После возвращения из Сочи Михаил Михайлович продолжал чувствовать себя неважно. Сократил и до того нечастые «выходы в свет», визиты к знакомым. Виделся с Груздевым (чаще, чем с кем-нибудь другим), бывал у Эйхенбаума, встречался с Акимовым, с Шостаковичем, когда Дмитрий Дмитриевич приезжал в Ленинград. Приезжал с гастролями театр Образцова — мы были на двух спектаклях. А однажды позвонил Вертинский, пригласил на концерт, оставил в кассе билеты. Сидели мы очень хорошо, а после концерта Михаил Михайлович повел меня за кулисы. Я поняла, что они знакомы коротко, иначе Михаил Михайлович, при его скромности, ни за что бы не решился на такой шаг. Их встреча подтвердила мое предположение: по всему было видно, что они искренне симпатизируют друг другу. (Впрочем, что касается Михаила Михайловича, то о его отношении к Вертинскому я знала: когда появились в продаже первые его пластинки, он тут же послал Юру купить их, а потом с удовольствием слушал. Но то было еще в сороковые годы, а теперь шли пятидесятые, и он уже давно не включал проигрыватель).

Работал Михаил Михайлович тоже без настроения, скорей — по привычке. Да и могло ли быть настроение, если почти все, что он писал, под разными предлогами отвергалось журналами и издательствами.

«Над книжкой своей я еще сижу, — писал он мне в одной из записок, — всякие доделки, и «пускаю» последний блеск, который все равно никому не нужен, да и не будет понятен, а скорей всего раздражит. Ну уж сделаю профессионально, по всем правилам нашей науки…»

Кончалась записка так:

«А вечером — опять работа, чтоб ее черт побрал. Уж очень надоело».

Временами, бывало, он загорался, но ненадолго. Как-то принес книгу на украинском языке Алексея Полторацкого «Детство Гоголя». Заказали перевод. Я начала читать и вижу — половину понимаю. Он обрадовался, достал где-то словарь: «Делай подстрочник!» Одного словаря оказалось мало — многих выражений и слов там не было, пришлось обложиться несколькими. Перевела. Он почитал — понравилось. И очень быстро сделал свою работу.

А потом опять спад, неверие в свои силы и в то, что кому-то еще нужна его профессиональная квалификация.

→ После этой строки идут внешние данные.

PR #7417, opened 2023-12-08
Ensure `HeaderSanitizer`s apply to list-value headers

scbedd:
This was discovered by @mssfang , @billwert , and @samvaity . Example of failure:

```json
"headers": {
  "Cookie": [
    "val1",
    "val2"
  ]
}
```

We weren't sanitizing val2 in the above construct.

This PR fixes that.


billwert (approved):
Thanks for the quick turnaround!

scbedd:
> Thanks for the quick turnaround!

It's much simpler when it's something that's pretty solid to test for :D

PR #7424, opened 2023-12-09
Collect and combine inventory across agents

heaths:


heaths:
This publishes a single _inventory.csv_ artifact (well, and the ones it stitches together) that is sorted in case we wanted to check it into the repo or something.

MacOS also needs more inventory. Maybe we should run `brew` for both Mac and Ubuntu? I actually don't use Mac much so I don't know what's common, but can do some digging. Can be added later, though.

Ideally, I'd like to be able to not even show the non-executed tasks, but after a lot of trial and error, and research, it seems you can't use any sort of condition that would allow me to use template expressions or the like. I mean, there's hacks like generate a matrix and actually use a subordinate template, but that seems like overkill for something we run rarely.

weshaggard (approved):

Issue #11167, opened 2025-07-10
[APIView] Send diagnostics to Copilot to include in de-duplication


tjprescott:
Currently, when we request a review, we send any existing comments to Copilot so that its de-duplication stages ensure that comments are duplicated with multiple runs. However, this can result in Copilot making a comment where APIView already displays a diagnostic, which is also redundant.

We should consider sending APIView Diagnostics to copilot as well so we can include that info in the de-duplication stage.

AlitzelMendez:
@tjprescott do you need a specific format/structure for those?

tjprescott:
I believe we just use the JSON of whatever "existing comments" are sent in. If the keys are similiar that's probably good enough.

tjprescott:
However, this issue also isn't high priority right now.

PR #11573, opened 2025-08-07
Send diagnostics to copilot agent

AlitzelMendez:
Fixes: https://github.com/Azure/azure-sdk-tools/issues/11167

### DIFF
--- a/src/dotnet/APIView/APIViewWeb/Managers/ReviewManager.cs
+++ b/src/dotnet/APIView/APIViewWeb/Managers/ReviewManager.cs
@@ -12,6 +12,7 @@ using System.Text;
 using System.Text.Json;
 using System.Threading.Tasks;
 using ApiView;
+using APIView;
 using APIViewWeb.Helpers;
 using APIViewWeb.Hubs;
 using APIViewWeb.LeanModels;
@@ -345,6 +346,7 @@ namespace APIViewWeb.Managers
             List<ApiViewAgentComment> existingCommentInfo = AgentHelpers.BuildCommentsForAgent(comments: reviewComments, codeFile: activeCodeFile);
             var activeCodeLines = activeCodeFile.CodeFile.GetApiLines(skipDocs: true);
             var activeApiOutline = activeCodeFile.CodeFile.GetApiOutlineText();
+            List<CodeDiagnostic> diagnostics = activeCodeFile.CodeFile.Diagnostics.ToList();
 
             var copilotEndpoint = _configuration["CopilotServiceEndpoint"];
             var startUrl = $"{copilotEndpoint}/api-review/start";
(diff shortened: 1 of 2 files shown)


src/dotnet/APIView/APIViewWeb/Managers/ReviewManager.cs
```diff
@@ -12,6 +12,7 @@
 using System.Text.Json;
 using System.Threading.Tasks;
 using ApiView;
+using APIView;
```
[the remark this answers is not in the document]
AlitzelMendez: they are different, upper case, lower case, pointing to different things :/

src/dotnet/APIView/APIViewWeb/Managers/ReviewManager.cs
```diff
@@ -354,7 +356,8 @@ public async Task GenerateAIReview(ClaimsPrincipal user, string reviewId, string
                 { "language", LanguageServiceHelpers.GetLanguageAliasForCopilotService(activeApiRevision.Language) },
                 { "target", String.Join("\\n", activeCodeLines.Select(item => item.lineText.Trim())) },
                 { "outline", activeApiOutline },
-                { "comments", existingCommentInfo }
+                { "comments", existingCommentInfo },
+                { "diagnostics", diagnostics }
```
tjprescott, line 360: So I don't think we can just dump the diagnostics like this, because they will include stuff Copilot doesn't know or care about like lineId. We would need to pass things in similar to existingCommentInfo, where the diagnostic is associated with a line NUMBER. That's the minimal transformation we would need.

tjprescott (commented):
Also, https://github.com/Azure/azure-sdk-tools/issues/11167 isn't scheduled for this sprint, so if you feel like the work involved will start getting lengthy, we can always defer it. If you think it's low hanging fruit we can easily get it, then let's continue

src/dotnet/APIView/APIViewWeb/Managers/ReviewManager.cs
tjprescott: Better yet, if we could map a Diagnostic into the existingCommentInfo format and just pass it in as a comment, that would "just work". Copilot won't really care if the contents were a "comment" or a "diagnostic". It only cares what meaning they convey, so from that perspective they really are equivalent.

AlitzelMendez: Addressed. The main difference is that these comments will only include:
- LineNumber = elementIdToLineNumber.TryGetValue(diagnostic.TargetId, out int id) ? id : -1;
- CommentText = diagnostic.Text;

tjprescott: If the diagnostic doesn't map to a line number, we should just filter it out instead of passing it with a -1 line number because copilot will never be able to use that data so it will just be needless junk on the wire.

В 1958 году дважды болел. Первый раз ранней весной. Я как раз была у него, когда пришел врач, вызванный из литфондовской поликлиники. Сказал, что, по-видимому, у него гипертонический криз. Ему было очень нехорошо. Через некоторое время стало получше, но затем снова сдал. Я знаю, что некоторые мемуаристы, вспоминая о последних месяцах жизни Михаила Михайловича, пишут, что у него была затруднена речь, что он временами впадал в прострацию. Я этого не помню. Не замечала. Во всяком случае, на моих глазах этого не было.

В начале июля Михаилу Михайловичу стало совсем плохо. До этого он часто уезжал в Сестрорецк. Говорил, что там воздух целебный, что там ему лучше дышится, а главное — он там свободен от дел, от телефонных звонков и от неприятностей, связанных с близостью Союза писателей. И вот вдруг сразу как-то погас, обессилел. Не то что отправиться в Сестрорецк — к нам, двумя этажами выше, подняться не мог. Не приходил уже несколько дней, и еду я носила вниз, в его комнату. Принесла в очередной раз, а он говорит: «Ты завтра ко мне не приходи. Утром Валя возьмет машину и отвезет меня в Сестрорецк. Отдышусь там, а через неделю или полторы вернусь…»

Мы попрощались.

В тот день я видела живого Михаила Михайловича последний раз.